Read-along for kids, even in quake-hit Bohol
SAGBAYAN, Bohol, Philippines — We found love in a seemingly hopeless place.
Amid the rubble left behind by a 7.2-magnitude earthquake in Sagbayan, Bohol, Christmas lanterns hang in makeshift classrooms in Katipunan Elementary School—little things that speak of the Yuletide season.
The October quake destroyed the school’s facilities and left its 136 students crowding in hot classrooms in tent houses, separated only by an improvised thin wall.
“It was really hard teaching and all the more hard for the students to listen,” said Samuel Anosa, the head school teacher. “It was hot and uncomfortable and we could not hear each other much. We lost school supplies and books.”
Since the quake, electricity supply in the area has been unstable.
Everyone a victim
Anosa said that right after the quake, very few students liked to go back to school.
“Everybody here was a victim, each one attending to the rebuilding of their houses,” said Anosa, who still has not fixed his home. His main concern is to rebuild the school.
“Holding classes immediately would somehow divert the students’ attention from problems at home,” he said.
In school, the students learned what happened to each other and “together, they hope [for the best],” Anosa said.
The death of four of his students, one of them a Grade 3 first honor, has broken Anosa’s heart.
The students were swimming in the waterfalls before the quake happened. A landslide buried them alive and their bodies were never found again.

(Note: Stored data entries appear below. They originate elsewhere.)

PR #423, opened 2026-02-05
gh-403: compatibility photo class

### LINKED ISSUE #403: Compatibility problem in photo.py when using CLASS perturbations
### ⚠️🐛 Bug Summary

Using the photo.ipynb notebook, but replacing CAMB by CLASS linear perturbations, I get errors as shown in the screenshots. It seems this could be resolved by making sure that the arguments given to CLASS functions are always arrays, which means replacing

`Omega_m0 = self.background.Omega_m(0.0) `

in photo.py by 

`Omega_m0 = self.background.Omega_m(np.array([0.0]))[0])`

I have the newest CLASS version 3.3.4 and @zsirap has encountered the same issue. A second compatibility issue arises due to the use of self.perturbations.k (which currently is defined for CAMB but not for CLASS) in lines 86-88 of photo.py:

```
Dz = self.perturbations.growth_factor(
            self.perturbations.z, self.perturbations.k
        )[:, 1]
```

### 🔗 Optional: Additional Context

Image

Image

zsirap:
### 🏗 Related Issues

Resolves #403 


cloelib/cosmology/class_cosmology.py
```diff
@@ -260,7 +264,11 @@ def Omega_b(self, zs: np.ndarray) -> np.ndarray:
         Returns:
             (np.ndarray): Matter density values.
         """
-        return np.array([self.results.Om_b(z) for z in zs])
+        try:
+            Omegab_0 = np.array([self.results.Om_b(z) for z in zs])
```
gcanasherrera: why Omegab_0? where is the 0 for? This is redshift dependent

cloelib/cosmology/class_cosmology.py
```diff
@@ -290,6 +298,7 @@ def __init__(self, background: Background, redshifts: np.ndarray):
         self.results = Class()
         self.results.set(self.interface_args["CLASSparams"])
         self.results.compute()
+        self.k = np.logspace(np.log10(1e-4), np.log10(self.kmax), 100)
```
gcanasherrera, line 305: Why are we defining the self.k here? This is not part of the issue

cloelib/cosmology/class_cosmology.py
```diff
@@ -248,7 +248,11 @@ def Omega_m(self, zs: np.ndarray) -> np.ndarray:
         Returns:
             (np.ndarray): Matter density values.
         """
-        return np.array([self.results.Om_m(z) for z in zs])
+        try:
+            Omegam_0 = np.array([self.results.Om_m(z) for z in zs])
```
gcanasherrera: why Omegam_0? where is the 0 for? This is redshift dependent

gcanasherrera (changes requested):
Few comments, worth @arthurmloureiro checking on this too

cloelib/cosmology/class_cosmology.py
zsirap: yes you are right .. my bad .. left it _0 because it was meant to solve our problem at z  =0 but it still works at any redshift so will change the notation only to Omegam

cloelib/cosmology/class_cosmology.py
zsirap: yes it is ... photo.py use perturbations.k and it fails in the case of CLASS 

you already recommended it 

> For the self.perturbations.k, simply save it as an attribute in the classy interface as we do in CAMB, but do not impose it at the level of the protocol.

gcanasherrera (approved):

gcanasherrera:
Looks fine on my side but I will let @arthurmloureiro explore as well.

gcanasherrera (approved):

gcanasherrera:
@arthurmloureiro seal of approval on this?

arthurmloureiro:
@gcanasherrera @zsirap on it :)

I checked and this bug already appears in classy 3.3.1 (I think it's the one we have in the CI, before the restructuring of classy)

cloelib/cosmology/class_cosmology.py
```diff
@@ -248,7 +248,11 @@ def Omega_m(self, zs: np.ndarray) -> np.ndarray:
         Returns:
             (np.ndarray): Matter density values.
         """
-        return np.array([self.results.Om_m(z) for z in zs])
+        try:
+            Omegam = np.array([self.results.Om_m(z) for z in zs])
+        except TypeError:
+            Omegam = self.results.Om_m(zs)
+        return Omegam
```
arthurmloureiro: @zsirap @NastassiaG I think the easiest solution to this problem is getting rid of the iteration here:
https://github.com/cloe-org/cloelib/blob/27a54a2d19b24bf22bc5725e468ebeb04bcd094a/cloelib/cosmology/class_cosmology.py#L263
and simply change that to:
```python
return self.results.Om_m(zs) 
```

This function in class will work with both arrays and floats:
Image

I do not know why it was doing the iteration over values of `zs` in the first place haha

cloelib/cosmology/class_cosmology.py
```diff
@@ -260,7 +264,11 @@ def Omega_b(self, zs: np.ndarray) -> np.ndarray:
         Returns:
             (np.ndarray): Matter density values.
         """
-        return np.array([self.results.Om_b(z) for z in zs])
+        try:
+            Omegab = np.array([self.results.Om_b(z) for z in zs])
+        except TypeError:
+            Omegab = self.results.Om_b(zs)
+        return Omegab
```
arthurmloureiro: Same here: 
```python
return self.results.Om_b(zs)
```
Works with floats and arrays:
Image

cloelib/cosmology/class_cosmology.py
arthurmloureiro: I am wondering if this hardcoded `kmin` won't come back to haunt us later haha

arthurmloureiro (changes requested):
@zsirap I think there's a simpler way of fixing this.

It's also worth noting you need to rebase with the main branch :)

cloelib/cosmology/class_cosmology.py
zsirap: I think they put the iteration because the function in CLASS used to fail with an array ... maybe they change it in the new version ...  so in the example you are showing, you have removed the iteration ... right ?

zsirap: > you have removed the iteration ... right ?

most probably you did .. so could you @arthurmloureiro check the other functions if they fail or pass without the iteration such as "angular_diameter_distance" ? because I think they used to fail as well .. if they don't anymore then we should go through class_cosmology.py and remove all unnecessary iterations ...

anyway I will later by all means check them if you already hadn't and report here ...

arthurmloureiro: I can check later, but I think this should be another issue/PR (following the 1 issue = 1 PR).

I checked it with classy 3.3.1 which is the one supported in the cloelib CI, so seems like we are safe 😄

zsirap: > I checked it with classy 3.3.1 which is the one supported in the cloelib CI, so seems like we are safe

ok so tomorrow will modify it accordingly and remove the iteration ...

zsirap: done @arthurmloureiro

arthurmloureiro (approved):
Awesome!

gcanasherrera (approved):

gcanasherrera:
@all-contributors please add @NastassiaG for code, bug, ideas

Everything happened too fast and the students could not believe their school—and playmates—were gone.
Boxes of books
“It’s the first time we have nothing on our table on Christmas Eve,” Anosa said later in a text message to the Inquirer. “We just slept and prayed the rosary. We are grateful that we have been spared and are safe and alive.”
Christmas came early for the students when the Inquirer Read-Along team, in partnership with a group of volunteer-readers called Basadours, went to Bohol on December 13 to bring Christmas gifts.
The team held art activities as well as singing and a little dancing in the morning. In the afternoon, they conducted a storytelling session in the nearest chapel.
Boxes of books from Vibal Publishing, as well as toys and school supplies, were handed out. The idea was to make this a happy Christmas for the students.
One by one they gave
A simple call had led to the outpouring of gifts from willing givers.
One by one, Inquirer employees and friends donated toys, coloring materials and money for the children. One group initiated the move and others followed—a testament that everybody was a giver and the Boholanos were a good soil to sow in.
“What the Inquirer brought us is a very big help,” a teary-eyed Anosa said. “I’m really grateful that you came here although this is a very far place. We hope to have the classrooms rebuilt soon.”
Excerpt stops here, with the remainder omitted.